At first I wanted to put in the saw on the short side, but that would have made for more sewing work and increased material consumption. As a Swabian my genes force me to be very thrifty. Slipping in on the long side had the benefit of using the bottom trouser leg without any modification at all. The leg tapers slightly and gets wider and wider the more up you go. At the bottom it’s not as extreme as at the top.

The bag is made of two layers of cloth for extra durability. The double layers help to hide the inner two metal snap fastener counter parts, so the saw blade doesn’t get scratched. Not a big concern, but why not doing it, literally no added efforts were needed. Also I reckon it cuts off the metal on metal clinking sounds.

The only downside I noticed right after I pressed in the receiving ends of the snap fasteners is that the flap overhangs the bag by quite a lot. I fear that’s not really user-friendly. Oh well. Maybe I will fold it shorter and sew it on. Let’s see.
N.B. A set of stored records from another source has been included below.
PR #294, opened 2019-07-07
Fix unmarshal/validate of binary type leaf value

### LINKED ISSUE #293: Failing to unmarshal Binary type & validation also broken
Currently ygot fails on unmarshaling binary type leafs due to assuming `[]byte` rather than derived type `Binary`.

Also, even if the unmarshaling is fixed, the validation is similarly broken for binary type.

### Example Data

The following is a basic YANG model to exhibit this:
```yang
module a {
  prefix a;
  namespace "urn:a";
  revision 2019-07-06 {
    description "Initial";
  }

  container top {
    leaf test {
      type binary {
        length 2;
      }
    }
  }
}
```

Using a sample JSON encoded data of:
```json
{
  "a:top": {
    "test": "NDI="
  }
}
```

### Unmarshal issue

Unmarshal currently fails with: **cannot assign value [52 50] (type []uint8) to struct field Test (type a.Binary) in struct \*a.A_Top**

The problem is in `reflect.InsertIntoStruct`.
Since `Binary` is derived type, a cast similar to `YANGEmpty` is required.

### Validation issue

Validate currently passes no matter the input length of binary data. For example, changing the value to JSON binary input to `"NDIgNDIgNDIgNDIgNDI="` will still pass.

The first problem here is in `validateLeaf` of leaf.go. The `rv` value passed to `return util.NewErrs(validateBinary(schema, rv))` is `nil` since there it is never set.

The second problem is `validateBinary` of `binary_type.go`. Here, the data is processed as if it was the base type `[]byte` rather than the derived type `Binary`.

### Other changes required

Various tests need to be changed to use some variant of `Binary` as they are incorrectly passing.

cho-m:
Fixes #293 

Also adds a few other tests for some code that wasn't covered.


util/reflect.go
```diff
@@ -266,6 +266,14 @@ func InsertIntoStruct(parentStruct interface{}, fieldName string, fieldValue int
 		v = nv
 	}
 
+	// YANG binary fields are represented as a derived []byte value defined in the
+	// generated code. Here we cast the value to the type in the generated code.
+	if ft.Type.Kind() == reflect.Slice && t.Kind() == reflect.Slice && ft.Type.Elem().Kind() == reflect.Uint8 && t.Elem().Kind() == reflect.Uint8 {
```
robshakir: It's worth adding a comment here that this will actually trigger for slices of `uint8` -- i.e., `leaf-list` nodes of type `uint8`. We can safely treat the two as the same though since `[]byte` and `[]uint8` are equivalent in the underlying implementation (see https://play.golang.org/p/hpD9IeYY9hH for a quick check that `SetBytes` won't panic).

util/reflect_test.go
```diff
@@ -568,6 +582,62 @@ func TestIsValueTypeComaptible(t *testing.T) {
...
+	}
+
+	tests := []struct {
+		desc         string
+		parentStruct interface{}
+		fieldName    string
+		fieldValue   interface{}
+		wantVal      interface{}
+		wantErr      string
+	}{
```
robshakir: Can we add a test here that covers the `[]uint8` case that I mentioned above? Thanks for adding this coverage!

ytypes/binary_type.go
```diff
@@ -35,12 +37,13 @@ func validateBinary(schema *yang.Entry, value interface{}) error {
 	}
 
 	// Check that type of value is the type expected from the schema.
-	binaryVal, ok := value.([]byte)
-	if !ok {
+	t := reflect.TypeOf(value)
```
robshakir: We should probably create a helper here -- `isBinaryField(reflect.Type)` and re-write this:

```golang
if t := reflect.TypeOf(value); !isBinaryType(t) { ...
```

Since we use the same logic below.

ytypes/binary_type.go
```diff
@@ -58,21 +61,24 @@ func validateBinarySlice(schema *yang.Entry, value interface{}) error {
...
+	tbl := make(map[string]bool, v.Len())
+	for i := 0; i < v.Len(); i++ {
+		val := v.Index(i)
+		if err := validateBinary(schema, val.Interface()); err != nil {
 			return fmt.Errorf("invalid element at index %d: %v", i, err)
 		}
-		if tbl[string(val)] {
-			return fmt.Errorf("duplicate binary type: %v for schema %s", val, schema.Name)
+		binaryVal := val.Bytes()
+		if tbl[string(binaryVal)] {
```
robshakir:
```golang
if tbl[string(val.Bytes())] { ...
```

util/reflect.go
cho-m: Added comment for `[]uint8` behavior

util/reflect_test.go
cho-m: Added test case for corresponding scenario.

ytypes/binary_type.go
cho-m: Refactored logic to dedicated functions for:
* `isBinaryType` - to do type test previously handled by `.([]byte)`
* `isBinarySliceType` - to do type test previously handled by `.([][]byte)`

ytypes/binary_type.go
cho-m: I had done assignment to `binaryVal` since there is a few more lines of logic that use the value.
Let me know if the preference would be to just use `val.Bytes()` in the corresponding locations.

robshakir: Ah, sorry, missed that you used it again. LGTM.

util/reflect.go
robshakir: Great, thanks.

util/reflect_test.go
robshakir: Perfect, thanks.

The main purpose is to keep the folding saw closed, it only locks in two open positions.

Two buttons would have done the trick, with three I went a bit overkill. In fact the one in the middle is nearly sufficient. Not quite, but very close. But overkill is a bit my motto. The sides making up the bag are sewed together with like five stitch rows. As said in the introduction, the flap on the hand needs some more love.

Oh, and if I had made it in a vertical orientation I would have had the bonus of adding a belt loop and carrying it right along me. In the horizontal layout that’s not possible at all. The jeans cloth is too flimsy, the saw will immediately fall out if I open the middle button. It’s not ridgid enough. Anyways, I call it a success in my books so far. Definitely had some fun.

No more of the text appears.